This blog will implement all these different attention mechanisms from scratch using PyTorch.

Multi-Head Attention

In Multi-Head Attention, each attention head computes its own unique set of query, key, and value vectors.

class MultiHeadAttentionScores(nn.Module):

    def __init__(self, hidden_size, num_attention_heads, attention_head_size):
        super(MultiHeadAttentionScores, self).__init__()
        self.num_attention_heads = num_attention_heads
        
        # Create a query, key, and value projection layer
        # for each attention head.
        self.query_layers = nn.ModuleList([
            nn.Linear(hidden_size, attention_head_size) 
            for _ in range(num_attention_heads)
        ])
        
        self.key_layers = nn.ModuleList([
            nn.Linear(hidden_size, attention_head_size) 
            for _ in range(num_attention_heads)
        ])
        
        self.value_layers = nn.ModuleList([
            nn.Linear(hidden_size, attention_head_size) 
            for _ in range(num_attention_heads)
        ])

    def forward(self, hidden_states):
        # Create a list to store the outputs of each attention head
        all_attention_outputs = []

        for i in range(self.num_attention_heads):
            query_vectors = self.query_layers[i](hidden_states) # (batch_size, seq_len, hidden_dim)
            key_vectors = self.key_layers[i](hidden_states)
            value_vectors = self.value_layers[i](hidden_states)
            
            attention_scores = torch.matmul(query_vectors, key_vectors.transpose(-1, -2)) # (batch_size, seq_len, seq_len)
            attention_outputs = torch.matmul(attention_scores, value_vectors) # (batch_size, seq_len, hidden_dim)
            all_attention_outputs.append(attention_outputs)

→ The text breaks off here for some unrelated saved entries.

PR #1502, opened 2026-04-07
NIXLBENCH: Implement runtime without ETCD

ColinNV:
## What?
Implements a "runtime" for NIXLBench that allows running two instances with direct socket communication instead of ETCD

## Why?
Provides a rapid solution for running NIXLBench without ETCD; the desired target solution of using NIXL's metadata exchange mechanisms will be implemented after the necessary groundwork is finished.

## How?
Uses ASIO for a simple two-instance "runtime". Designed to allow both instances to use the same command line (first attempts to `bind()` to the supplied address, if that fails it does a `connect()` instead). Updates the test script to also run all two-instance tests with the new runtime.

TODO: Update the documentation once the code is stable.

## Summary by CodeRabbit

* **New Features**
  * Added an ASIO runtime backend with CLI flags for address/port; ASIO linked into non-CUDA builds.

* **Tests**
  * Expanded/reordered test matrix to run ASIO two-worker scenarios before etcd; added parallel ASIO and etcd two-worker runners.

* **Bug Fixes**
  * Always perform runtime/barrier synchronization and corrected role/synchronization behavior for storage/backends.

* **Chores**
  * CI/build now installs ASIO system dependency and updated CI image tag.

---

<a href="https://nvidia.devinenterprise.com/review/ai-dynamo/nixl/pull/1502" target="_blank">
  <picture>
    Open with Devin
  </picture>
</a>


benchmark/nixlbench/src/utils/utils.cpp
```diff
@@ -458,12 +474,19 @@ xferBenchConfig::loadParams(void) {
...
+            if (etcd_endpoints.empty()) {
+                // For non-storage backends, set default ETCD endpoint
+                etcd_endpoints = "http://localhost:2379";
+                std::cout << "Using default ETCD endpoint for non-storage backend: "
+                          << etcd_endpoints << std::endl;
+            }
+        } else if (runtime_type == xferbench_rt_asio) {
+            std::cout << "Using address " << asio_address << " port " << asio_port
+                      << " for ASIO runtime" << std::endl;
+        }
```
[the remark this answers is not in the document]
ColinNV: The lower-case `std::string_view` is the preferred style for new code.

benchmark/nixlbench/src/runtime/asio_runtime.h
```diff
@@ -0,0 +1,317 @@
...
+
+    void recvHead() {
+        asio::async_read(*socket_, asio::buffer(&head_, sizeof(head_)), [this](const asio::error_code &ec, const std::size_t done) {
+            if (ec.value()) {
+                throw std::runtime_error("ASIO Read head failed: " + ec.message());
+            }
+            temp_.type = asio_msg_type_t(head_ >> 56);
+            temp_.data.clear();
+            temp_.data.resize(head_ & 0x1ffffffffull);
+            recvData();
```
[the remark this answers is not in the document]
ColinNV: This is intentional to not allocate enormous chunks of memory; the bitmask might be further reduced; expected use-cases are all very far below this value.

benchmark/nixlbench/src/utils/utils.h
```diff
@@ -64,6 +65,7 @@
 
 // Runtime types
 #define XFERBENCH_RT_ETCD "ETCD"
+constexpr inline std::string_view xferbench_rt_asio = "ASIO";
```
guy-ealey-morag: I find it weird that `XFERBENCH_RT_ETCD` and `xferbench_rt_asio` use different standards, can we make them the same? (either define or constexpr)

benchmark/nixlbench/src/worker/worker.cpp
```diff
@@ -96,16 +106,19 @@ static xferBenchRT *createRT(int *terminate) {
     }
 #endif
 
-    std::cerr << "Invalid runtime: " << xferBenchConfig::runtime_type << std::endl;
+    if ((total == 2) && (xferBenchConfig::runtime_type == xferbench_rt_asio)) {
+        return new xferBenchAsioRT(xferBenchConfig::asio_address, xferBenchConfig::asio_port);
+    }
+
+    std::cerr << "Invalid runtime: " << xferBenchConfig::runtime_type << " for total number "
+              << total << " -- only ETCD runtime supports more than 2" << std::endl;
```
guy-ealey-morag:
```suggestion
    if (xferBenchConfig::runtime_type == xferbench_rt_asio) {
        if (total != 2) {
            // error
        }
        return new xferBenchAsioRT(xferBenchConfig::asio_address, xferBenchConfig::asio_port);
    }

    // revert to original error
```

I think it's best to have the new error only under the `xferbench_rt_asio` case, it's cleaner and would print a better message when giving a runtime that doesn't exist.

benchmark/nixlbench/src/worker/worker.cpp
```diff
@@ -128,7 +141,8 @@ xferBenchWorker::xferBenchWorker() {
     int rank = rt->getRank();
 
     // For storage backends without ETCD, always act as initiator
```
guy-ealey-morag: Update text to say something like "When using ETCD runtime.." to stress it's runtime specific

benchmark/nixlbench/meson.build
```diff
@@ -169,7 +172,7 @@ configure_file(
     install_dir: get_option('includedir') / 'nixlbench'
 )
 
-deps = [nixl_lib, nixl_build, nixl_serdes, openmp_dep, gflags_dep, tomlplusplus_dep]
+deps = [nixl_lib, nixl_build, nixl_serdes, openmp_dep, gflags_dep, tomlplusplus_dep, asio_dep]
```
guy-ealey-morag, line 175: Does it make asio a requirement?
We can make it optional by implementing logic similar to `etc_available`

benchmark/nixlbench/src/worker/worker.cpp
```diff
@@ -96,16 +106,19 @@ static xferBenchRT *createRT(int *terminate) {
...
+    }
+
+    std::cerr << "Invalid runtime: " << xferBenchConfig::runtime_type << " for total number "
+              << total << " -- only ETCD runtime supports more than 2" << std::endl;
     exit(EXIT_FAILURE);
 }
 
-int xferBenchWorker::synchronize() {
-    // For storage backends without ETCD, no synchronization needed
-    if (xferBenchConfig::isStorageBackend() && xferBenchConfig::etcd_endpoints.empty()) {
```
guy-ealey-morag, line 106: Why is it okay to remove this condition?
Should it be updated like the other condition to: 
```
xferBenchConfig::isStorageBackend() && xferBenchConfig::etcd_endpoints.empty() && (xferBenchConfig::runtime_type == XFERBENCH_RT_ETCD)
```

benchmark/nixlbench/src/runtime/asio_runtime.h
```diff
@@ -0,0 +1,338 @@
...
+    recvHead() {
+        asio::async_read(*socket_,
+                         asio::buffer(&head_, sizeof(head_)),
+                         [this](const asio::error_code &ec, const std::size_t done) {
+                             if (ec.value()) {
+                                 throw std::runtime_error("ASIO Read head failed: " + ec.message());
+                             }
+                             temp_.type = asio_msg_type_t(head_ >> 56);
+                             temp_.data.clear();
+                             temp_.data.resize(head_ & 0x1ffffffffull);
```
guy-ealey-morag: The size is encoded in the first 56 bits but this mask is only 33 bits

benchmark/nixlbench/src/runtime/asio_runtime.h
```diff
@@ -0,0 +1,338 @@
...
+        if (acceptor_) {
+            acceptor_->async_accept(*sock, handler);
+        } else {
+            sock->async_connect(endpoint_, handler);
+        }
+        timer_.async_wait(timeout);
+    }
+
+    [[nodiscard]] std::unique_ptr<asio::ip::tcp::acceptor>
+    attemptAcceptor() noexcept {
```
guy-ealey-morag:
```suggestion
    attemptAcceptor() {
```

Can `open` `set_option` or `listen` throw exceptions?

benchmark/nixlbench/src/utils/utils.cpp
```diff
@@ -120,6 +123,15 @@ NB_ARG_STRING(etcd_endpoints,
               "",
               "ETCD server endpoints for communication (optional for storage backends)");
 
+NB_ARG_STRING(asio_address,
+              "127.0.0.1",
+              "Address for direct socket communication for 2 instances with ASIO runtime");
+
+// Should be UINT16 but that's not available
```
guy-ealey-morag, line 130: I found that it should possible to implement something like this to force the input to be valid:

```
NB_ARG_UINT32(asio_port,
              12345,
              "Port for direct socket communication for 2 instances with ASIO runtime");

static bool validateAsioPort(const char *flagname, std::uint32_t value) {
    if (value <= std::numeric_limits<std::uint16_t>::max()) {
        return true;
    }
    std::cerr << "Invalid value for --" << flagname << ": " << value
              << " (must be <= 65535)" << std::endl;
    return false;
}
DEFINE_validator(asio_port, &validateAsioPort);
```

benchmark/nixlbench/src/runtime/asio_runtime.h
ColinNV: I'm hoping somebody can confirm that 24bits are enough, then we can change to a 32bit integer for `head_`. This was just for now to prevent allocating terabytes of memory.

benchmark/nixlbench/meson.build
ColinNV: I don't think this requirement is a problem, it just needs libasio-dev package installed. As I understand it, the annoyance with ETCD wasn't so much the compile-time dependency as the run-time dependency on the ETCD server.

benchmark/nixlbench/src/runtime/asio_runtime.h
ColinNV: On second thought I'll just change it, from what I see this is used for at most a few KB.

ColinNV: Changing to 32bits.

benchmark/nixlbench/src/utils/utils.cpp
ColinNV: Works, thanks.

benchmark/nixlbench/src/runtime/asio_runtime.h
```diff
@@ -215,7 +217,12 @@ class xferBenchAsioRT : public xferBenchRT {
 
     void
     postSend(const asio_msg_type_t type, const void *data, const std::size_t size) {
-        const std::size_t head = size | (size_t(type) << 56);
+        if (size > 0x00ffffff) {
+            throw std::runtime_error("Runtime message size " + std::to_string(size) +
+                                     " exceeds 16MB-1 limit");
+        }
+
+        const std::uint32_t head = size | (std::uint32_t(type) << 24);
```
guy-ealey-morag: small suggestion:
It would be more robust to define `24` and the mask `0x00ffffff` in a `constexpr` at the top to not have them used as literals in two places. Maybe even calculate the mask from the number of bits instead of using a literal.

guy-ealey-morag (dismissed):

guy-ealey-morag (dismissed):

guy-ealey-morag (dismissed):

benchmark/nixlbench/src/worker/worker.cpp
ColinNV: When the `if` fires the `rt` is just the dummy rt that does nothing, no harm in calling its dummy `barrier()` function.

.gitlab/test_nixlbench.sh
```diff
@@ -66,9 +66,19 @@ else
...
+s.bind((\"\", 0))
+print(s.getsockname()[1])
+s.close()
+"
+}
+
 run_nixlbench_two_workers_asio() {
     args="$@"
-    asio_port=$(get_next_tcp_port)
+    asio_port=$(get_random_tcp_port)
```
guy-ealey-morag, line 81: Is it possible to have the port auto-assigned inside nixlbench instead of having to choose a random port here?
(This could be the default behavior when the `--asio-port` arg is missing)

ColinNV: Not without making everything a lot more complicated -- there is no other communication channel between the two instances. One could start using a file again, but that would also mean giving the two instances different command line parameters. As implemented they both try to `bind()` to the same address, only one will succeed (one will fail either because the address was already bound to by the other instance, or, when running on another node, because the machine doesn't have the address to bind to) and the other will `connect()` instead.

guy-ealey-morag (dismissed):

.gitlab/build.sh
```diff
@@ -101,6 +101,7 @@ else
                                  libprotobuf-dev \
                                  libcpprest-dev \
                                  libaio-dev \
+                                 libasio-dev \
```
aranadive: Why is this required if asio is already a subproject in nixlbench?

ColinNV: NIXL and NIXLBench have ASIO as a subproject to fall back on, if it's already available they don't need to use the fallback. Do you think it's better to remove (again) and rely on the subprojects?

aranadive: To me relying only on one version (either from subprojects or distro package) makes sense. NIXL relies only on subproject asio, lets do the same here.

ColinNV: Done.

benchmark/nixlbench/src/runtime/asio_runtime.h
```diff
@@ -0,0 +1,346 @@
...
+
+        try {
+            result->bind(endpoint_);
+        }
+        catch (...) {
+            std::cout << "ASIO runtime bind() error -- using connect() instead" << std::endl;
+            return {};
+        }
+
+        result->listen();
```
aranadive: Why isnt this inside a try block? This could fail with address is in use for the second worker since REUSEADDR is set to true (bind will be successful) - two nixlbench instances could be running on same node.

aranadive: Lets address this separately as a bug.

aranadive: CI is failing because of this, so needs to be fix in this PR.

ColinNV: The `REUSEADDR` for TCP shouldn't allow two sockets to bind to the same address, unlike UDP. I was expecting the `bind()` to fail when two instances are on the same host, not the `listen()`. Moved the `listen()` inside the try-catch block now.

guy-ealey-morag (dismissed):

.ci/jenkins/lib/build-matrix.yaml
```diff
@@ -43,7 +43,7 @@ env:
   TEST_TIMEOUT: 30
   UCX_TLS: "^shm"
   STORAGE_DRIVER: 'overlay'
-  CI_IMAGE_TAG: "20260414-3"
+  CI_IMAGE_TAG: "20260415-1"
```
aranadive: Is this change to ci-image-tag required now if the build script update was dropped?

benchmark/nixlbench/src/worker/worker.cpp
```diff
@@ -97,16 +106,22 @@ createRT(std::atomic<int> *terminate) {
     }
 #endif
 
+    if (xferBenchConfig::runtime_type == XFERBENCH_RT_ASIO) {
+        if (total != 2) {
+            std::cerr << "Invalid total " << total << " for ASIO runtime -- supports only 2"
+                      << std::endl;
```
aranadive, line 112: We should exit with failure here too?

ColinNV: Yes, already added.

benchmark/nixlbench/src/runtime/asio_runtime.h
```diff
@@ -0,0 +1,346 @@
...
+    }
+
+    int
+    barrier(const std::string &barrier_id) override {
+        const std::string barrier_name = barrier_id + "/" + std::to_string(++barrier_);
+        postSend(asio_msg_type_t::BARRIER, barrier_name.data(), barrier_name.size());
+        recvWait(asio_msg_type_t::BARRIER,
+                 [&](const std::string &data) { return data == barrier_name; });
+        return 0;
+    }
```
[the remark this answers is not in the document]
aranadive: I think this is fine for the simpler socket-based runtime.

aranadive (approved):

        return all_attention_outputs

Multi-Query Attention

The approach of MQA is to keep the original number of heads for Q, but have only one head for K and V. This means that all the Q heads share the same set of K and V heads, hence the name Multi-Query.
In general, MQA achieves inference acceleration through the following methods:

The KV cache size is reduced by a factor of h(number of heads), which means that the tensors that need to be stored in the GPU memory are also reduced. The space saved can be used to increase the batch size, thereby improving efficiency.
The amount of data read from memory is reduced, which reduces the waiting time for computational units and improves computational utilization.
MQA has a relatively small KV cache that can fit into the cache (SRAM). MHA, on the other hand, has a larger KV cache that cannot be entirely stored in the cache and needs to be read from the GPU memory (DRAM), which is time-consuming.

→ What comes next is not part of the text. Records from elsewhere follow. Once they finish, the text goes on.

PR #208, opened 2020-02-04
About cc2538 adapter

kirovilya:


Koenkk:
Before making this an official supported adapter, the source code should be in https://github.com/koenkk/z-stack-firmware

kirovilya:
ok :) https://github.com/Koenkk/Z-Stack-firmware/pull/144

Koenkk:
good, I think the following things are missing before it can be used by the community:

class MultiQueryAttention(nn.Module):

    def __init__(self, hidden_size, num_attention_heads, attention_head_size):
        super(MultiQueryAttention, self).__init__()
        self.num_attention_heads = num_attention_heads
        
        # Create a query layer for each attention head.
        self.query_layers = nn.ModuleList([
            nn.Linear(hidden_size, attention_head_size) 
            for _ in range(num_attention_heads)
        ])
        
        # Create a single key layer and a single value layer
        # that will be shared by all attention heads.
        self.key_layer = nn.Linear(hidden_size, attention_head_size)
        self.value_layer = nn.Linear(hidden_size, attention_head_size)

    def forward(self, hidden_states):
        
        # Create a list to store the outputs of each attention head
        all_attention_outputs = []

        for i in range(self.num_attention_heads):
            query_vectors = self.query_layers[i](hidden_states)
            # The Key Vectors and Value Vectors computed during the forward pass are thus identical across every head.
            key_vectors = self.key_layer(hidden_states)
            value_vectors = self.value_layer(hidden_states)
            
            attention_scores = torch.matmul(query_vectors, key_vectors.transpose(-1, -2))
            attention_outputs = torch.matmul(attention_scores, value_vectors)
            all_attention_outputs.append(attention_outputs)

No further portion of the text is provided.